***** Exercise materials

Issue #550, opened 2024-09-30
add support for converting traditional hive tables to iceberg/delta/hudi


djouallah:
### Feature Request / Improvement

there are a lot of systems that produce parquet files only, it will be useful if xtable can convert those parquet to modern tables formats without rewriting data just by adding metadata continuously. 

### Are you willing to submit PR?

- [ ] Yes I am willing to submit a PR!

### Code of Conduct

- [X] I agree to follow this project's [Code of Conduct](https://www.apache.org/foundation/policies/conduct)

JDLongPLMR:
This seems like a pretty easy lift. There are a number of use cases where simply adding parquet files to the table would be handy.

vinishjail97:
Yes this can be done, we need to implement a parquet source class which needs to do two things - retrieve snapshot and retrieve change log since lastSyncTime.

**Using List files**
1. List all parquet files in ObjectStorage or HDFS root path to retrieve the snapshot. This would be a simple list call.
2. Fetch the parquet files that have been added since last syncInstant to retrieve the change log. We can this via the same list call and filtering files based on their creationTime is the simplest way but it's expensive.

**Using cloud notifications queue**
1. The efficient way of doing this for object stores would be to setup the notifications queue for the bucket, consume and insert the file location, creationTime etc. to a key-value store or hudi/delta/iceberg table (let's call this events table). To handle duplicate notifications in the queue, the events table would have the parquet versioned file location as the primary key. If you are using hudi for events table, we don't need to write new code here, this step would be setting up cloud queue via terraform and starting a job which consumes from the queue. Ref: [S3EventsSource](https://github.com/apache/hudi/blob/master/hudi-utilities/src/main/java/org/apache/hudi/utilities/sources/S3EventsSource.java) [GcsEventsSource](https://github.com/apache/hudi/blob/master/hudi-utilities/src/main/java/org/apache/hudi/utilities/sources/GcsEventsSource.java) [SQS](https://registry.terraform.io/providers/hashicorp/aws/latest/docs/resources/sqs_queue) [PubSub](https://registry.terraform.io/providers/hashicorp/google/latest/docs/resources/pubsub_subscription)
2. XTable parquet source class would trigger an incremental query to the events table to get the new files that have been added since the lastSyncTime and generate hudi, iceberg and delta metadata for them.

The design is similar to what hudi does for ingesting large number of files, steps 7 and 8 in the architecture would become XTable sync.
[...]

PR #768, opened 2025-12-10
Parquet Incremental Sync

sapienza88:

Adds incremental syncing ability to the ParquetSource

## Brief change log

- Adds a new class [ParquetDataManager.java](https://github.com/apache/incubator-xtable/pull/768/changes#diff-bf0010f99dc76fa978ff394f9dd262cb8e75fd71848a56ab8ecc48f9621e9a99) for handling the fetching of data files for Parquet Source
- Updates IT to include incremental source

## Verify this pull request

- new tests added to ITParquetConversionSource


xtable-core/src/main/java/org/apache/xtable/parquet/ParquetDataManager.java
```diff
@@ -0,0 +1,267 @@
...
+import org.apache.parquet.hadoop.example.GroupReadSupport;
+import org.apache.parquet.hadoop.example.GroupWriteSupport;
+
+import org.apache.xtable.model.schema.InternalPartitionField;
+
+@Builder
+public class ParquetDataManager {
+  private ParquetMetadataExtractor metadataExtractor = ParquetMetadataExtractor.getInstance();
+
+  public ParquetReader readParquetDataAsReader(String filePath, Configuration conf) {
```
vinishjail97: This is just returning the ParquetReader and not reading any data? Can we rename to getParquetReader?

xtable-core/src/main/java/org/apache/xtable/parquet/ParquetDataManager.java
```diff
@@ -0,0 +1,267 @@
...
+import org.apache.parquet.example.data.Group;
+import org.apache.parquet.hadoop.ParquetReader;
+import org.apache.parquet.hadoop.ParquetWriter;
+import org.apache.parquet.hadoop.example.GroupReadSupport;
+import org.apache.parquet.hadoop.example.GroupWriteSupport;
+
+import org.apache.xtable.model.schema.InternalPartitionField;
+
+@Builder
+public class ParquetDataManager {
```
vinishjail97, line 54: What's the responsibility for this manager class? Can we add a java doc?

xtable-core/src/main/java/org/apache/xtable/parquet/ParquetDataManager.java
```diff
@@ -0,0 +1,267 @@
...
+  private ParquetMetadataExtractor metadataExtractor = ParquetMetadataExtractor.getInstance();
+
+  public ParquetReader readParquetDataAsReader(String filePath, Configuration conf) {
+    ParquetReader reader = null;
+    Path file = new Path(filePath);
+    try {
+      reader = ParquetReader.builder(new GroupReadSupport(), file).withConf(conf).build();
+    } catch (IOException e) {
+      e.printStackTrace();
```
vinishjail97: Avoid e.printStackTrace() and use logger instead.

xtable-core/src/main/java/org/apache/xtable/parquet/ParquetFileConfig.java
```diff
@@ -0,0 +1,57 @@
...
+  public MessageType getSchema() {
+    return schema;
+  }
+
+  public long getRowGroupSize() {
+    return rowGroupSize;
+  }
+
+  public CompressionCodecName getCodec() {
+    return codec;
```
vinishjail97: Use lombok?

xtable-core/src/main/java/org/apache/xtable/parquet/ParquetDataManager.java
```diff
@@ -0,0 +1,267 @@
...
+            false, // enableValidation
+            ParquetWriter.DEFAULT_WRITER_VERSION,
+            conf)) {
+      Group currentGroup = null;
+      while ((currentGroup = (Group) reader.read()) != null) {
+        writer.write(currentGroup);
+      }
+    } catch (Exception e) {
+
+      e.printStackTrace();
```
vinishjail97: Use logger?

xtable-core/src/main/java/org/apache/xtable/parquet/ParquetDataManager.java
```diff
@@ -0,0 +1,267 @@
...
+            (int) parquetFileConfig.getRowGroupSize(),
+            pageSize,
+            pageSize, // dictionaryPageSize
+            true, // enableDictionary
+            false, // enableValidation
+            ParquetWriter.DEFAULT_WRITER_VERSION,
+            conf)) {
+      Group currentGroup = null;
+      while ((currentGroup = (Group) reader.read()) != null) {
+        writer.write(currentGroup);
```
vinishjail97: Why are we writing new parquet files again like this through the writer? I think there's some misunderstanding with the parquet incremental sync feature here. 

Parquet Incremental Sync Requirements.
1. You have a target table where parquet files [p1/f1.parquet, p1/f2.parquet, p2/f1.parquet] have been synced to hudi, iceberg and delta for example. 
2. In the source changes some changes have been made a new file in partition p1 was added and p2's file was deleted. The incremental sync should now sync the new changes incrementally. 

@sapienza88 It's better to align on the approach first here before we push PR's. Can you add the approach for parquet incremental sync in the PR description or any google doc if possible?

vinishjail97 (changes requested):

xtable-core/src/main/java/org/apache/xtable/parquet/ParquetDataManager.java
vinishjail97: @sapienza88 XTable shouldn't be writing any new data or parquet files it operates at a metadata level. Can you see this comment for reference? 
https://github.com/apache/incubator-xtable/issues/550#issuecomment-2386526797  
`Fetch the parquet files that have been added since last syncInstant to retrieve the change log. We can this via the same list call and filtering files based on their creationTime is the simplest way but it's expensive`

sapienza88: @vinishjail97 thanks for the suggestion, but that isn't helping. Could you elaborate on that idea and how you could manage the metadata only for the task of retrieving data from a  particular (modification) date? at the very least the current ConversionSource wasn't coded with that in mind.

xtable-core/src/main/java/org/apache/xtable/parquet/ParquetDataManager.java
```diff
@@ -0,0 +1,325 @@
...
+    ParquetFileConfig schemaFileFromTable = getParquetFileConfig(conf, fileFromTable);
+    return schemaFileAppend.getSchema().equals(schemaFileFromTable.getSchema());
+  }
+
+  private static ParquetFileConfig getParquetFileConfig(Configuration conf, Path fileToAppend) {
+    ParquetFileConfig parquetFileConfig = new ParquetFileConfig(conf, fileToAppend);
+    return parquetFileConfig;
+  }
+  // TODO add safe guards for possible empty parquet files
+  // append a file (merges two files into one .parquet under a partition folder)
```
vinishjail97: Why are we merging two parquet files to one? We are not building a compaction service right?

xtable-core/src/main/java/org/apache/xtable/parquet/ParquetDataManager.java
```diff
@@ -0,0 +1,325 @@
...
+    Path tempPath = new Path(filePath.getParent(), "." + filePath.getName() + ".tmp");
+    ParquetFileWriter writer =
+        new ParquetFileWriter(
+            HadoopOutputFile.fromPath(tempPath, conf),
+            schema,
+            ParquetFileWriter.Mode.OVERWRITE,
+            DEFAULT_BLOCK_SIZE,
+            0);
+    // write the initial table with the appended file to add into the outputPath
+    writer.start();
```
vinishjail97: This is again writing actual data?

vinishjail97 (commented):
@sapienza88 Should I push a scaffolding PR for basic functionality with incremental sync and you can take it forward from there?

xtable-core/src/main/java/org/apache/xtable/parquet/ParquetDataManager.java
sapienza88: yes writing/copying data to append it

sapienza88:
@vinishjail97 you mentioned this earlier "Filters files by modification time", how that time is set when the files are ingested?in the footers?

sapienza88:
@vinishjail97 @the-other-tim-brown pls check the latest changes for a review. thanks.

xtable-core/src/main/java/org/apache/xtable/parquet/ParquetConversionSource.java
```diff
@@ -149,87 +148,114 @@ public CommitsBacklog<Long> getCommitsBacklog(InstantsForIncrementalSync syncIns
...
-        parquetFiles
-            .filter(fileStatus -> fileStatus.getModificationTime() > modificationTime)
-            .collect(Collectors.toList());
-    InternalTable internalTable = getMostRecentTable(parquetFiles);
-    for (FileStatus tableStatus : tableChangesAfter) {
-      InternalDataFile currentDataFile = createInternalDataFileFromParquetFile(tableStatus);
+    List<ParquetFileConfig> filesMetadata =
+        parquetDataManagerExtractor.getParquetFilesMetadataAfterTime(
+            hadoopConf,
+            parquetDataManagerExtractor.getParquetFiles(hadoopConf, basePath),
```
the-other-tim-brown: Let's try to fetch the list of parquet files once from the file system for better performance.

xtable-core/src/main/java/org/apache/xtable/parquet/ParquetFileConfig.java
```diff
@@ -0,0 +1,70 @@
...
+  ParquetMetadata metadata;
+  long rowGroupIndex;
+  long modifTime;
+  long size;
+  CompressionCodecName codec;
+  Path path;
+
+  public ParquetFileConfig(Configuration conf, Path file) {
+    long modifTime = -1L;
+    ParquetMetadata metadata =
```
the-other-tim-brown: Reading the metadata for all files is going to be quite expensive. Let's lazily evaluate this when it is needed?

xtable-core/src/main/java/org/apache/xtable/parquet/ParquetFileConfig.java
```diff
@@ -0,0 +1,70 @@
...
+        ParquetMetadataExtractor.getInstance().readParquetMetadata(conf, file);
+
+    if (metadata.getBlocks().isEmpty()) {
+      throw new IllegalStateException("Parquet file contains no row groups.");
+    }
+    try {
+      modifTime = file.getFileSystem(conf).getFileStatus(file).getModificationTime();
+    } catch (IOException e) {
+      e.printStackTrace();
```
the-other-tim-brown: Let's wrap this in a `ReadException` instead of printing.

xtable-core/src/main/java/org/apache/xtable/parquet/ParquetFileConfig.java
```diff
@@ -0,0 +1,70 @@
...
+class ParquetFileConfig {
+  MessageType schema;
+  ParquetMetadata metadata;
+  long rowGroupIndex;
+  long modifTime;
+  long size;
+  CompressionCodecName codec;
+  Path path;
+
+  public ParquetFileConfig(Configuration conf, Path file) {
```
the-other-tim-brown: Let's take in a `FileStatus` here instead of simply the path. That way we can get the modification time directly from the file status instead of refetching it. With cloud storage like AWS S3 or GCP's GCS, every call is sending a request to their service which adds latency and you also get billed for it.

xtable-core/src/main/java/org/apache/xtable/parquet/ParquetFileConfig.java
```diff
@@ -0,0 +1,70 @@
...
+
+@Getter
+@FieldDefaults(makeFinal = true, level = AccessLevel.PRIVATE)
+@Builder
+@AllArgsConstructor
+class ParquetFileConfig {
+  MessageType schema;
+  ParquetMetadata metadata;
+  long rowGroupIndex;
+  long modifTime;
```
the-other-tim-brown: Let's call this `modificationTime`

xtable-core/src/main/java/org/apache/xtable/parquet/ParquetFileConfig.java
the-other-tim-brown: @sapienza88 I see this is not addressed but it is marked as resolved. I will push an update here to resolve the issue.

xtable-core/src/test/java/org/apache/xtable/parquet/ITParquetDataManager.java
```diff
@@ -0,0 +1,208 @@
...
+import org.junit.jupiter.api.BeforeAll;
+import org.junit.jupiter.api.Test;
+
+import org.apache.xtable.conversion.SourceTable;
+import org.apache.xtable.model.InternalSnapshot;
+import org.apache.xtable.model.InternalTable;
+import org.apache.xtable.model.TableChange;
+import org.apache.xtable.model.storage.TableFormat;
+
+public class ITParquetDataManager {
```
the-other-tim-brown: This test is not directly testing the ParquetDataManager. It is testing the ParquetConversionSource and therefore the tests can be moved in with the ITParquetConversionSource

xtable-core/src/main/java/org/apache/xtable/parquet/ParquetDataManager.java
```diff
@@ -108,49 +87,15 @@ public List<LocatedFileStatus> getParquetFiles(Configuration hadoopConf, String
...
-                  .size(fileStatus.getLen())
-                  .modificationTime(fileStatus.getModificationTime())
-                  .rowGroupIndex(metadata.getBlocks().size())
-                  .codec(
-                      metadata.getBlocks().isEmpty()
-                          ? null
-                          : metadata.getBlocks().get(0).getColumns().get(0).getCodec())
-                  .build();
-            });
+  Stream<ParquetFileInfo> getCurrentFileInfo() {
```
sapienza88: @the-other-tim-brown You would want to rename this to the plural (getCurrentFilesInfo())?

xtable-core/src/test/java/org/apache/xtable/parquet/ITParquetConversionSource.java
```diff
@@ -184,77 +200,43 @@ private ConversionSourceProvider<?> getConversionSourceProvider(String sourceTab
...
-              tableName,
-              table,
-              targetTableFormats,
-              xTablePartitionConfig,
-              null);
-      ConversionController conversionController =
-          new ConversionController(jsc.hadoopConfiguration());
-      conversionController.sync(conversionConfig, conversionSourceProvider);
-      checkDatasetEquivalenceWithFilter(sourceTableFormat, tableToClose, targetTableFormats, false);
+  private void cleanupTargetMetadata(String dataPath, List<String> formats) {
```
the-other-tim-brown: This isn't required, the metadata is cleaned up with `TmpDir` which will also clean up the data files after the test

sapienza88: for now I don't see why the second sync is not considering the first one as done, it takes the first 5 rows plus the new data write (5 rows + 1 appended) as the data to sync (while it should take only (5 rows + 1 appended))

cleanupTargetMetadata() is only to bypass the error...
PS: the issue concerns only ICEBERG format

the-other-tim-brown: The test should not be updated to hide the bug. The bug needs to be fixed in the feature.

sapienza88: it isn't, it is just for me to understand the issue.

xtable-core/src/test/java/org/apache/xtable/parquet/ITParquetConversionSource.java
```diff
@@ -418,6 +432,124 @@ private void checkDatasetEquivalence(
     }
   }
 
+  @Test
```
the-other-tim-brown, line 438: Line 184 needs to be updated to include `INCREMENTAL` as well

sapienza88: done!

xtable-core/src/main/java/org/apache/xtable/parquet/ParquetConversionSource.java
```diff
@@ -162,14 +167,17 @@ public TableChange getTableChangeForCommit(Long modificationTime) {
         parquetFiles
             .filter(fileStatus -> fileStatus.getModificationTime() > modificationTime)
             .collect(Collectors.toList());
-    InternalTable internalTable = getMostRecentTable(parquetFiles);
+    InternalTable internalTable = getMostRecentTable(getParquetFiles(hadoopConf, basePath));
```
vinishjail97: Boundary inconsistency nearby (line 168 filter): this method uses `fileStatus.getModificationTime() > modificationTime`, but `ParquetDataManager.getParquetFilesMetadataAfterTime(long)` filters with `>=`. A file whose mod time equals the prior sync instant is silently dropped from the diff here. Pick one semantic (ideally `>` everywhere — the instant is exclusive) and apply consistently across both classes?

xtable-core/src/main/java/org/apache/xtable/parquet/ParquetDataManager.java
```diff
@@ -0,0 +1,108 @@
...
+public class ParquetDataManager {
+  private final Configuration hadoopConf;
+  private final String basePath;
+  private final FileSystem fileSystem;
+
+  public ParquetDataManager(Configuration hadoopConf, String basePath) {
+    this.hadoopConf = hadoopConf;
+    this.basePath = basePath;
+    try {
+      URI uri = Paths.get(basePath).toUri();
```
vinishjail97: Blocking — `Paths.get(basePath).toUri()` uses the JDK's *default* FileSystemProvider (local filesystem). For `s3://bucket/...`, `gs://...`, `abfs://...`, this either throws `InvalidPathException` (colon is invalid on some platforms) or silently produces a `file://` URI, after which `FileSystem.get(uri, hadoopConf)` returns the local Hadoop FS — not S3A/GCS/ABFS. That breaks all cloud storage users.

Use Hadoop's `Path` instead: `URI uri = new Path(basePath).toUri();`. This mirrors how Hudi and the rest of xtable resolve base paths for cloud stores.

xtable-core/src/main/java/org/apache/xtable/parquet/ParquetDataManager.java
```diff
@@ -0,0 +1,108 @@
...
+import org.apache.xtable.exception.ReadException;
+
+/**
+ * Manages Parquet File's Metadata
+ *
+ * <p>This class provides functions to handle Parquet metadata, creating metadata objects from
+ * parquet files and filtering the files based on the modification times.
+ */
+@Log4j2
+@RequiredArgsConstructor
```
vinishjail97: Nit — exposing both the Lombok-generated 3-arg ctor (`@RequiredArgsConstructor`) and an explicit 2-arg ctor creates ambiguity about the public API. Production code calls the 2-arg form; tests call the 3-arg form. Consider dropping `@RequiredArgsConstructor` and either annotating the 3-arg ctor `@VisibleForTesting` or using a package-private static factory method for tests.

xtable-core/src/test/java/org/apache/xtable/parquet/ITParquetConversionSource.java
```diff
@@ -418,6 +432,124 @@ private void checkDatasetEquivalence(
...
+            });
+    List<Row> data =
+        Arrays.asList(
+            RowFactory.create(100, "A", 2026, 12),
+            RowFactory.create(101, "AA", 2026, 12),
+            RowFactory.create(102, "CB", 2027, 11),
+            RowFactory.create(103, "BA", 2027, 11));
+
+    Dataset<Row> dfInit = sparkSession.createDataFrame(data, schema);
+    Path fixedPath = Paths.get("target", "fixed-parquet-data", "parquet_table_test_2");
```
vinishjail97: Relative path `Paths.get("target", "fixed-parquet-data", "parquet_table_test_2")` pollutes the workspace across test runs, isn't cleaned up, and makes the test order-dependent when re-run without `./gradlew clean`. This class already uses the `@TempDir` pattern — please use it here too. Also drop the commented-out `// String outputPath = fixedPath.toString();` on line 457.

xtable-core/src/test/java/org/apache/xtable/parquet/ITParquetConversionSource.java
```diff
@@ -418,6 +432,124 @@ private void checkDatasetEquivalence(
...
+    assertEquals(TableFormat.PARQUET, result.getTableFormat());
+    assertNotNull(result.getReadSchema());
+    InternalSnapshot snapshot = conversionSource.getCurrentSnapshot();
+    assertNotNull(snapshot);
+    TableChange changes = conversionSource.getTableChangeForCommit(newModificationTime);
+    assertNotNull(changes);
+    Instant instantBeforeFirstSnapshot =
+        Instant.ofEpochMilli(snapshot.getTable().getLatestCommitTime().toEpochMilli());
+    assertEquals(instantBeforeFirstSnapshot.toEpochMilli(), newModificationTime);
+    assertTrue(conversionSource.isIncrementalSyncSafeFrom(Instant.ofEpochMilli(testTime)));
```
vinishjail97, line 551: This test asserts `changes` is non-null and `isIncrementalSyncSafeFrom(testTime) == true`, but does not validate the actual `filesAdded` set? 

Please build the expected set of physical paths (or `InternalDataFile`s) and `assertEquals` against `changes.getFilesDiff().getFilesAdded()`. Also add a negative case: `isIncrementalSyncSafeFrom` returns `false` when earliest file is newer than the instant, and when the table is empty. Without these, the test would pass even if the diff were silently empty.

xtable-core/src/test/java/org/apache/xtable/parquet/TestParquetDataManager.java
```diff
@@ -0,0 +1,453 @@
...
+    FileSystem mockFs = createMockFileSystem(iterator);
+
+    ParquetDataManager manager = new ParquetDataManager(CONF, "test-path", mockFs);
+
+    Stream<ParquetFileInfo> result = manager.getCurrentFilesInfo();
+
+    assertNotNull(result);
+    List<ParquetFileInfo> fileList = result.collect(Collectors.toList());
+    assertEquals(3, fileList.size());
+    assertEquals(1000L, fileList.get(0).getModificationTime());
```
vinishjail97: Nit — asserting positional ordering here relies on `RemoteIterator` + `Collectors.toList()` preserving the mock insertion order. In production, FS listing order is platform-dependent and not guaranteed. Either sort inside `getCurrentFilesInfo()` (and document the ordering contract) or switch these assertions to `Set<Long>` comparisons. Same pattern applies to `testGetParquetFilesMetadataAfterTime_someMatch` and `_exactTimeMatch`.

xtable-core/src/main/java/org/apache/xtable/parquet/ParquetConversionSource.java
sapienza88: ok this is adjusted now

xtable-core/src/test/java/org/apache/xtable/parquet/ITParquetConversionSource.java
sapienza88: added a test here

xtable-core/src/main/java/org/apache/xtable/parquet/ParquetDataManager.java
sapienza88: I used that instead now

xtable-core/src/main/java/org/apache/xtable/parquet/ParquetDataManager.java
sapienza88: I'll leave the rest of your comments here to somebody else to do them.

xtable-core/src/test/java/org/apache/xtable/parquet/TestParquetDataManager.java
the-other-tim-brown: I'm updating the test since sorting in the API requires you to pull everything into memory before sorting.

xtable-core/src/test/java/org/apache/xtable/parquet/ITParquetConversionSource.java
the-other-tim-brown: Updated this

xtable-core/src/main/java/org/apache/xtable/parquet/ParquetDataManager.java
the-other-tim-brown: I fixed this to help unblock this

xtable-core/src/main/java/org/apache/xtable/parquet/ParquetConversionSource.java
```diff
@@ -162,14 +182,17 @@ public TableChange getTableChangeForCommit(Long modificationTime) {
...
```
vinishjail97: `getTableChangeForCommit` lists the filesystem twice here (L178 and L185), and `getCurrentCommitState`/`getCurrentSnapshot` repeat the pattern (L208/220/222/227). Each `getParquetFiles(hadoopConf, basePath)` is a full recursive `listFiles` — on S3/GCS that is many round-trips. This is exactly @the-other-tim-brown's earlier "fetch the list once" comment, and it's still open. You already inject `parquetDataManager`, which caches the listing lazily (`@Getter(lazy=true)`) — please route all listings through it and drop the static `getParquetFiles` duplicate so there's a single source of truth.

xtable-core/src/main/java/org/apache/xtable/parquet/ParquetConversionSource.java
```diff
@@ -162,14 +182,17 @@ public TableChange getTableChangeForCommit(Long modificationTime) {
...
     for (FileStatus tableStatus : tableChangesAfter) {
       InternalDataFile currentDataFile =
           createInternalDataFileFromParquetFile(tableStatus, internalTable.getReadSchema());
       addedInternalDataFiles.add(currentDataFile);
     }
 
     return TableChange.builder()
+        .sourceIdentifier(
+            getCommitIdentifier(
+                parquetDataManager.getMostRecentParquetFile().getModificationTime()))
```
vinishjail97: The `sourceIdentifier` is derived from `parquetDataManager.getMostRecentParquetFile()`, but the table snapshot and `tableChangesAfter` come from a *separate* `getParquetFiles(...)` listing above. If a file lands between the two listings, the committed source identifier can advance past a file that wasn't included in `filesAdded`, marking that file permanently synced. Take one snapshot of the file list and derive both the changes and the identifier from it.

xtable-core/src/main/java/org/apache/xtable/parquet/ParquetDataManager.java
```diff
@@ -0,0 +1,111 @@
...
+
+  ParquetFileInfo getMostRecentParquetFile() {
+    LocatedFileStatus file =
+        getParquetFiles().stream()
+            .max(Comparator.comparing(LocatedFileStatus::getModificationTime))
+            .orElseThrow(() -> new IllegalStateException("No files found"));
+    return new ParquetFileInfo(hadoopConf, file);
+  }
+
+  ParquetFileInfo getParquetDataFileAt(long targetTime) {
```
vinishjail97: `getParquetDataFileAt(long)` (and `getParquetFilesMetadataAfterTime(long)` at L105) are only referenced from `TestParquetDataManager` — no production caller. Either wire them into the incremental path (they look like the intended replacement for the duplicate listing in `ParquetConversionSource`) or remove them so we don't ship test-only API.

xtable-core/src/main/java/org/apache/xtable/parquet/ParquetConversionSource.java
vinishjail97: Addressed in 2170d361. `getTableChangeForCommit` and `getCurrentSnapshot` now materialize the parquet listing once per operation (`getParquetFiles(...).collect(toList())`) and stream from that list, instead of re-listing the filesystem 2–3 times. Verified with `TestParquetDataManager` (10/10) and `ITParquetConversionSource` (6/6).

xtable-core/src/main/java/org/apache/xtable/parquet/ParquetConversionSource.java
vinishjail97: Addressed in 2170d361 — `getTableChangeForCommit` and `getCurrentSnapshot` now materialize the listing once and stream from it. Verified: TestParquetDataManager 10/10, ITParquetConversionSource 6/6. Resolving.

xtable-core/src/main/java/org/apache/xtable/parquet/ParquetDataManager.java
vinishjail97: Addressed in 2170d361 — removed `getParquetDataFileAt` and `getParquetFilesMetadataAfterTime` (no production caller) plus their tests; repointed the real-FS tests to `getCurrentFilesInfo`. Resolving.

xtable-core/src/main/java/org/apache/xtable/parquet/ParquetConversionSource.java
vinishjail97: Confirmed the gap was still present after the fetch-once cleanup — `tableChangesAfter`/`internalTable` used the materialized snapshot, but `sourceIdentifier` still called `parquetDataManager.getMostRecentParquetFile()`, a separate listing. Fixed in d510e1a9: both the table and the identifier now come from the same `parquetFiles` snapshot (`getMostRecentParquetFile(parquetFiles.stream())`). Added an assertion in ITParquetConversionSource that the committed identifier equals that snapshot's latest modification time. Verified: ITParquetConversionSource 6/6. Resolving.

vinishjail97 (approved):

**********

▶ _Task details_: Find how many lines in the entries above use the word "isEmpty". Write the number alone.

▶ _Output_: 2